Put it together: skills as SOP definitions, hooks as state machines and enforcement layer, subagents for isolated context. Stacked up, this stops looking like “prompting” and starts looking like workflow engineering. The vocabulary changes with it.

Three projects are worth studying because they take the idea seriously. GSD (Get Stuff Done) wraps skills and hooks around a spec-driven development loop. ed3d ships Claude Code plugins as reusable workflow components you can compose. obra’s superpowers treats skills as the unit of reuse and hooks as the enforcement mechanism that keeps the agent on rails. Different framings, same move: codify the workflow once, let the agent execute it every time, instead of rolling the dice on interpretation.

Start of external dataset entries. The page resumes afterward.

PR #413, opened 2019-11-13
OSX OpenMP STIRConfig 

rijobro:
We recently helped out OSX users installing STIR with OpenMP. To link against STIR (e.g., SIRF), the same changes are required in `STIRConfig.cmake`.


KrisThielemans:
hmmm. this doesn't like very nice. I think we should set these variables from whatever they were during build time, although I'm not 100% sure. See also #395

PR #44, opened 2016-09-12
Scatter simulation

NikEfth:
So, this is the PR for the scatter simulation. 

New classes ScatterSimulation and SingleScatterSimulation which have taken over the old ScatterEstimation. This is their "minimal" implementation having only the functionality that the older class used to have. I removed, for the time being, the subsampling stuff, in order to first see why/where there is the mistake. Once this has been sorted I will start adding more things bit-by-bit. 

Please don't review the new ScatterEstimation class, yet. I will create a branch, from this one, on which I will work on the ScatterEstimation and let you know when it will be ready for reviewing.

In addition, there are some minor changes in other places, like clone functions in ExamInfo. 
In my laptop all tests succeeded and Travis is doing good, so far. 

ATB, 
Nikos

PR #418, opened 2019-11-16
Fix potential race condition in scatter simulation

### LINKED ISSUE #417: scatter openmp not threadsafe (?)
I believe this line is not thread-safe
https://github.com/UCL/STIR/blob/496674df5a71eef998dd6c07a5e74973f34218e3/src/scatter_buildblock/ScatterEstimationByBin.cxx#L399-L400

(tentative explanation: the processor might be using more bytes for access, i.e. a write operation for a 32bit float might actually get a 64bit, modify the last 32, and then store the whole thing again).

Any multi-threading experts?

KrisThielemans:
on some architectures, assigning to arrays is not threadsafe. so use an `atomic write`.

fixes #417


KrisThielemans:
@NikEfth you will have to merge `master` to #44. not sure if `git` will do the proper thing though with all the renaming. I can check afterwards.

PR #420, opened 2019-11-18
Revert "OSX OpenMP STIRConfig "

KrisThielemans:
Reverts UCL/STIR#413

still work-in-progress by@rijobro


rijobro:
I think this might actually be fine. The problem is that we do the `find_package(STIR)` in `src/xSTIR/`, which means that the other libraries that link against `cSTIR` (e.g., the synergistic stuff) don't know anything about the OpenMP variables. 

Any thoughts as to what we can do?

An obvious one is to put the `find_package(STIR)` at a root level, but that seems less tidy.

Issue #416, opened 2019-11-15
[ENH] Feature Request: KEM with no anatomical prior


ashgillman:
i.e., just the "H" part of HKEM.

CC: @harrymarquis @danieldeidda

Issue #415, opened 2019-11-15
HKEM with a constant anatomical prior causes a NaN image


ashgillman:
Setting the anatomical image to a uniform image (to get no anatomical information) causes the image to be completely filled with NaN values after a single iteration.

@danieldeidda , is the image divided by the standard deviation for normalisation by any chance?

ashgillman:
@harrymarquis

danieldeidda:
> Setting the anatomical image to a uniform image (to get no anatomical information) causes the image to be completely filled with NaN values after a single iteration.
> 
> @danieldeidda , is the image divided by the standard deviation for normalisation by any chance?

Yeah! I didn't think about it. Myabe is worth adding a condition like only_functional
if true set Km=1

danieldeidda:
> > Setting the anatomical image to a uniform image (to get no anatomical information) causes the image to be completely filled with NaN values after a single iteration.
> > @danieldeidda , is the image divided by the standard deviation for normalisation by any chance?
> 
> Yeah! I didn't think about it. Maybe is worth adding a condition like only_functional
> if true set Km=1

or actually even easier we can set the SD=1

markus-jehl:
This looks like it can be closed.

KrisThielemans:
@danieldeidda ?
@markus-jehl did you test it?

danieldeidda:
yes this  was fixed

PR #422, opened 2019-11-19
Only functional hkem

danieldeidda:
solved issue #415 and #416: allowing HKEM to only use the iterative information. an example par file was added for PET and SPECT.
to only use the iterative information the user needs to:

    give the anatomical image (it will be filled with all zeros), or an empty image with the right dimensions and voxel sizes.
    set hybrid:=1
    set only_iterative_info:=1
    @ashgillman @HarryMarquis

### DIFF
--- a/examples/samples/KOSMAPOSL_hkem_spect.par
+++ b/examples/samples/KOSMAPOSL_hkem_spect.par
@@ -6,7 +6,6 @@ KOSMAPOSLParameters :=
 ;the following disables the alpha coefficient output:
 disable output :=1
 
-
 ; here we have the possibility to choose the parameters which define the kernel
 ; matrix and the name of the anatomical image. the following are the defaults values:
 
@@ -14,7 +13,6 @@ disable output :=1
 ; OR
 ; 0 kernel is MR-only
 hybrid:=1
-
 
 ; The following should only be set to 1 if hybrid is set to 1. You still need to load your anatomical
 ; image or an empty image with the right dimensions and voxel size 
@@ -49,10 +47,10 @@ number of neighbours:= 3
 number of non-zero feature elements:=1
 
 ; this are the file names of the anatomical images (at the moment we can accept only one image)
-anatomical image filenames:= {MRbrain.hv}
+anatomical image filenames:= {PET_CL02_003_4hr_head.hv}
 
 ; the following should be 1 if you want to reconstruct 2D data
-only_2D:=1
+only_2D:=0
 
 ; the following is the output prefix of the PET reconstructed image
 kernelised output filename prefix :=KOSMAPOSL
@@ -60,31 +58,26 @@ kernelised output filename prefix :=KOSMAPOSL
 objective function type:= PoissonLogLikelihoodWithLinearModelForMeanAndProjData
 PoissonLogLikelihoodWithLinearModelForMeanAndProjData Parameters:=
 
-input file := my_noisy_prompts_1ax_pos.hs
+input file := input_CL02_003_4hr_head_hkem.hs
 
-; Daniel: here we have the possibility to choose the parameters which define the kernel matrix and the name of the MR image.
-
+;SPECT:
 projector pair type := Matrix
 Projector Pair Using Matrix Parameters :=
-Matrix type := Ray Tracing
-Ray tracing matrix parameters :=
-number of rays in tangential direction to trace for each bin := 10
-do symmetry 90degrees min phi := 1
-do_symmetry_180degrees_min_phi:= 1
-do_symmetry_swap_s:= 1
-do_symmetry_swap_segment:= 1
-do_symmetry_shift_z:= 1
-End Ray tracing matrix parameters :=
+Matrix type := SPECT UB
+Projection Matrix By Bin SPECT UB Parameters:=
+maximum number of sigmas:= 2.0
+psf type:= Geometrical
+psf type:= Geometrical
+attenuation type := Simple
+attenuation map := ${umap}
+mask type := No
+;mask file := mask.hv
+End Projection Matrix By Bin SPECT UB Parameters:=
 End Projector Pair Using Matrix Parameters :=
+;SPECT END
 
 ; additive projection data to handle randoms etc
 additive sinogram := my_additive_sinogram_1ax_pos.hs 
-
-; norm and acf
-Bin Normalisation type := From ProjData
-Bin Normalisation From ProjData :=
-normalisation projdata filename:= my_multfactors_1ax_pos.hs
-End Bin Normalisation From ProjData:=
 
 ; if the next parameters are enabled, 
 ; the sensitivity will be computed and saved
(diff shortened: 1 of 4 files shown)


src/iterative/KOSMAPOSL/KOSMAPOSLReconstruction.cxx
```diff
@@ -156,6 +156,8 @@ set_defaults()
   this->only_2D = 0;
   this->kernelised_output_filename_prefix="";
   this->hybrid=0;
+  this->only_iterative_info=0;
```
ashgillman: I think that instead of `only iterative info`, this could be supported if `hybrid := false` and `anatomical image filename := {}`.
This could be implemented at the loop iterating the anatomical images, but requires your PR to support multiple anatomical images first.

src/iterative/KOSMAPOSL/KOSMAPOSLReconstruction.cxx
```diff
@@ -156,6 +156,8 @@ set_defaults()
...
+  this->_disable_output=1;
```
ashgillman: Is this a bugfix or new feature? Should be highlighted separately in CHANGES.md?

examples/samples/KOSMAPOSL_hkem_spect.par
```diff
@@ -0,0 +1,108 @@
+KOSMAPOSLParameters :=
```
ashgillman: Should be highlighted differently in CHANGES.md (i.e., added HKEM SPECT example parameter file)

examples/samples/KOSMAPOSL_hkem_spect.par
```diff
@@ -0,0 +1,108 @@
...
+; Number of neigbouring voxels to compare: (num_neighbours X num_neighbours X num_neighbours)
+; default: 3
+number of neighbours:= 3
+
+; Number of non-zero elements in the feature vectors
+; default: 1
+number of non-zero feature elements:=1
+
+; this are the file names of the anatomical images (at the moment we can accept only one image)
+anatomical image filenames:= {PET_CL02_003_4hr_head.hv}
```
ashgillman: `{${ANATOMICAL}}`

examples/samples/KOSMAPOSL_hkem_spect.par
```diff
@@ -0,0 +1,108 @@
...
+; the following should be 1 if you want to reconstruct 2D data
+only_2D:=0
+
+; the following is the output prefix of the PET reconstructed image
+kernelised output filename prefix :=KOSMAPOSL
+
+objective function type:= PoissonLogLikelihoodWithLinearModelForMeanAndProjData
+PoissonLogLikelihoodWithLinearModelForMeanAndProjData Parameters:=
+
+input file := input_CL02_003_4hr_head_hkem.hs
```
ashgillman: `${INPUT}`

examples/samples/KOSMAPOSL_hkem_spect.par
```diff
@@ -0,0 +1,108 @@
...
+attenuation type := Simple
+attenuation map := ${umap}
+mask type := No
+;mask file := mask.hv
+End Projection Matrix By Bin SPECT UB Parameters:=
+End Projector Pair Using Matrix Parameters :=
+;SPECT END
+
+; additive projection data to handle randoms etc
+additive sinogram := my_additive_sinogram_1ax_pos.hs
```
ashgillman: `${ADDITIVE}`

examples/samples/KOSMAPOSL_hkem_spect.par
```diff
@@ -0,0 +1,108 @@
...
+XY output image size (in pixels):=128
+Z output image size (in pixels):=128 
+subset sensitivity filenames := sens_%d.hv
+recompute sensitivity := 1
+use subset sensitivities := 1
+end PoissonLogLikelihoodWithLinearModelForMeanAndProjData Parameters:=
+
+
+; if you want to continue from a particular image
+; initial estimate:= reconML.hv
```
ashgillman: `${INITIAL_ESTIMATE}`

src/iterative/KOSMAPOSL/KOSMAPOSLReconstruction.cxx
```diff
@@ -216,22 +219,35 @@ post_processing()
...
       }
 
+  if ((this->only_iterative_info) && (!this->hybrid))
+      error("If you choose to have only the iterative side information hybrid needs to be set as 1");
   if (!this->anatomical_image_filenames.empty()){
       this->anatomical_prior_sptr= (read_from_file<TargetT>(anatomical_image_filenames[0]));
 
-    set_anatomical_prior_sptr (this->anatomical_prior_sptr);
-    info(boost::format("Reading anatomical data '%1%'")
+      set_anatomical_prior_sptr (this->anatomical_prior_sptr);
```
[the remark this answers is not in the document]
ashgillman: Scrap that, see my proposal below to use `anatomical image filenames := {}`.

ashgillman:
I could convince myself it should be `hybrid` True or False. Does hybrid mean that there are multiple sources? Or does hybrid mean that you update each iteration from the current estimate?

I would prefer the notation `sigma_m=0` or `sigma_p=0` to deactivate one of the sources, as it is then unambiguous (and also does away with two other parameters, `hybrid` and `only_iterative_info`). But I might be the only one with this preference.

It would of course break backwards compatibility.
But, if you were doing that, maybe it would make sense to also rename to `sigma_prior` or `sigma_anat` and `sigma_current_estimate` or similar. It got quite confusing when talking with Harry, since all of a suddent the PET was the `m` and the SPECT was the `p`.

KrisThielemans:
I strongly support changing names for `a`, `b`, `p` to something meaningful. I've accepted single letters or symbols (e.g. kappa) in a few cases as it'd made it easier to refer to the paper. However, I agree that this naming will only get more and more confusing in a synergistic scenario.

I'd replace all `anatomical` with something else therefore, e.g. `side_information` (`prior` seems to confusing, as then we can have e.g. the PLS prior with a prior...

> It would of course break backwards compatibility.

true. We haven't actually release 4.0 yet, so in principle could still do this without breaking our own rules :-) However, it'd break SIRF 2.1 then. It seems therefore we would need to provide the "old" `set/get` functions as well. As we really would have to do this for PLS as well, this is probably for our next major release (hopefully in the not too distant future). @ashgillman want to create a new issue for this?

danieldeidda:
> I would prefer the notation `sigma_m=0` or `sigma_p=0` to deactivate one of the sources, as it is then unambiguous (and also does away with two other parameters, `hybrid` and `only_iterative_info`). But I might be the only one with this preference.

I personally don't mind using these instead of hybrid and only_iterative_info

KrisThielemans:
Can this be abandoned?

danieldeidda:
It can but will need to creat a new one to allow only functional HKEM

ashgillman:
@danieldeidda are you sure, I thought it might be already supported with:

hybrid := false
anatomical image filename := {}

since #424

danieldeidda:
> @danieldeidda are you sure, I thought it might be already supported with:
> 
> hybrid := false
> anatomical image filename := {}
> 
> since #424

there is still i little modification to do. If we say hybrid=0 we only use the anatomical image and if there isn't any anatomical image there are going to be issues.
we need a condition where
 if (anatomical_image_filename.empty & hybrid==0)
only use iterative info

ashgillman:
🤦‍♂  Right, I mean `hybrid := true`; `anatomical image filename := {}`.

PS: Hybrid is a bit confusing, perhaps could be proposed to be renamed in #442 to something like `use current estimate`.

Either way, I think we don't need this PR in particular anymore right?

danieldeidda:
> man_facepalming Right, I mean `hybrid := true`; `anatomical image filename := {}`.
> 
> PS: Hybrid is a bit confusing, perhaps could be proposed to be renamed in #442 to something like `use current estimate`.
> 
> Either way, I think we don't need this PR in particular anymore right?

Yes let's close this. I will make a small PR later with the relevant changes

Each workflow you encode is a workflow you never have to explain again. A week of careful skill-writing becomes months of reclaimed attention. Of course, the compounding only happens if the skill triggers. Which is the uncomfortable part of the tdd-guard story: the SOP was fine, the value was real, but the activation layer was doing none of the work.

I’d argue the next phase of skill-building is less about writing more skills and more about writing better activation layers. Better descriptions. Better evals to refine those descriptions. Hooks that survive without being load-bearing. The skills themselves are the easy part now; we know what good looks like. Getting the agent to reach for them, reliably, without a forced-eval hook holding its hand; that is the next step.

Until that lands, the whole game sits in 1,024 characters and the model’s willingness to read them. Write them like it matters. It does.